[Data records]
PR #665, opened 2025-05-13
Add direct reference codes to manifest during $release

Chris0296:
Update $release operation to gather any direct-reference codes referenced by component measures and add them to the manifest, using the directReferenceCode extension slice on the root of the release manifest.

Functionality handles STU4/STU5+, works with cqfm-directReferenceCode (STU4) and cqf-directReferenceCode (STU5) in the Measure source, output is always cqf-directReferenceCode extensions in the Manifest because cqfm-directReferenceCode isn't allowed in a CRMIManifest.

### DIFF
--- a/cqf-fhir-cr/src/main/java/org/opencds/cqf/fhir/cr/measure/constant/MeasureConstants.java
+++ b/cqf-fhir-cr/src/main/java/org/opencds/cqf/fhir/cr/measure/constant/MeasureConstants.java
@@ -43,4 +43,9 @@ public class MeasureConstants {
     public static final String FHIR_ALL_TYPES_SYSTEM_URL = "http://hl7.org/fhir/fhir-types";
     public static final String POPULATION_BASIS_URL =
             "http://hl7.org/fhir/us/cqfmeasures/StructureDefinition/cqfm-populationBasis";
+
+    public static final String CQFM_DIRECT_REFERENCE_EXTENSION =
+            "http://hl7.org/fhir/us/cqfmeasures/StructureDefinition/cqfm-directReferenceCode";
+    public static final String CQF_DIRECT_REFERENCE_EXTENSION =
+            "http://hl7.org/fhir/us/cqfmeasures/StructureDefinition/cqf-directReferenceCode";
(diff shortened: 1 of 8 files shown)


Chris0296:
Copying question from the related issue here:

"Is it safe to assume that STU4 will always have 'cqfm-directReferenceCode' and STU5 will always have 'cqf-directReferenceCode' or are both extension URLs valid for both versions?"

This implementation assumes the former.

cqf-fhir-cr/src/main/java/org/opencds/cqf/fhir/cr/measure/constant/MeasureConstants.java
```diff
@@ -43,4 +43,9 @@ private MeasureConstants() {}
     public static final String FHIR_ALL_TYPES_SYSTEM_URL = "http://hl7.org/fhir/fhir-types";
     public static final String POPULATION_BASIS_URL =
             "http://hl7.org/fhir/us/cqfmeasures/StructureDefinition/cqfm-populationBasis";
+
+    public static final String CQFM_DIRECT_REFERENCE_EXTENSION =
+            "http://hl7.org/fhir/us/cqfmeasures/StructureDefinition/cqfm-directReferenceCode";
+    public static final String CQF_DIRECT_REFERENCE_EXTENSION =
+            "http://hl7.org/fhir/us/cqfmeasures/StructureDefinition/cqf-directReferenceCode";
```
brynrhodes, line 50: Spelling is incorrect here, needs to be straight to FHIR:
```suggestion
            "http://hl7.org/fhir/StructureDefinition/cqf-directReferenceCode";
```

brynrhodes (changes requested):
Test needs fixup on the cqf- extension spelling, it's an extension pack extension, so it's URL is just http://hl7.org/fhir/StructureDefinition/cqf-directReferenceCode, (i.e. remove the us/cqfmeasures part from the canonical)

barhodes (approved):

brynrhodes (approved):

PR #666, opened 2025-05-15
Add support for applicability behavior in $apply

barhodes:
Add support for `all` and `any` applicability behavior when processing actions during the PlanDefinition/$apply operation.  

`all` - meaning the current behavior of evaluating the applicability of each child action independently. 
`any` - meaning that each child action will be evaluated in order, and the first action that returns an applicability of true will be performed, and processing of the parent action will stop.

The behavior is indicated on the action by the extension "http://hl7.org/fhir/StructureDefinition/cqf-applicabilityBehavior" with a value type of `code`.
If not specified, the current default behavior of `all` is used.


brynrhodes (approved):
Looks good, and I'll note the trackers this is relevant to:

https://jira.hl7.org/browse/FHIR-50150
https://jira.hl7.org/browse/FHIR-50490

# PROBLEM TO SOLVE
Beginning of the records through the line with "Update $release operation": return that span exactly and stop there.

# THE ANSWER
PR #665, opened 2025-05-13
Add direct reference codes to manifest during $release

Chris0296:
Update $release operation to gather any direct-reference codes referenced by component measures and add them to the manifest, using the directReferenceCode extension slice on the root of the release manifest.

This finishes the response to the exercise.